PR #283, opened 2021-06-14
Meta writer fixes

GDYendell:
I have pre-emptively rebased on end-of-acquisition because there were conflicts to resolve. Alan's commits will disappear from this when #265 is merged and I rebase this on master.

This contains two main changes, plus some other tidying and error handling:
- Add a workaround for receiving messages for a frame from the file writer before the matching message from the detector process plugin
- Add the option to define static datasets by defining the shape in the `HDF5Dataset` definition
  - Add a command line argument --sensor-shape so that the EigerMetaWriter can define the shape of some of its datasets at creation time, so that they are SWMR-readable


tools/python/odin_data/meta_writer/hdf5dataset.py
```diff
@@ -214,7 +215,19 @@ def write(self, data):
...
+        elif self.shape != data.shape:
+            # If the dataset cannot be resized, then the data shape must match
+            self._logger.error(
+                "%s | Dataset shape %s does not match data shape %s",
+                self.name,
+                self.shape,
+                data.shape,
+            )
+            return
+
```
ajgdls, line 230: Is this always going to be true?  Could you have a smaller shape that fits inside the dataset - this wouldn't need a resize but the sizes wouldn't match.

GDYendell: In that case I don't think you would want to define the exact initial shape, you would just make it resizable. Is that not true for some case?

ajgdls: I guess that is true.  I was just commenting on the change in functionality that has been implemented - I have no use cases either way as I use a cache for all of the datasets I'm interested in.

ajgdls (approved):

::::::

— PROBLEM TO WORK ON —
Report every line from the material above that mentions the word "self".

— RESPONSE —
@@ -214,7 +215,19 @@ def write(self, data):
+        elif self.shape != data.shape:
+            self._logger.error(
+                self.name,
+                self.shape,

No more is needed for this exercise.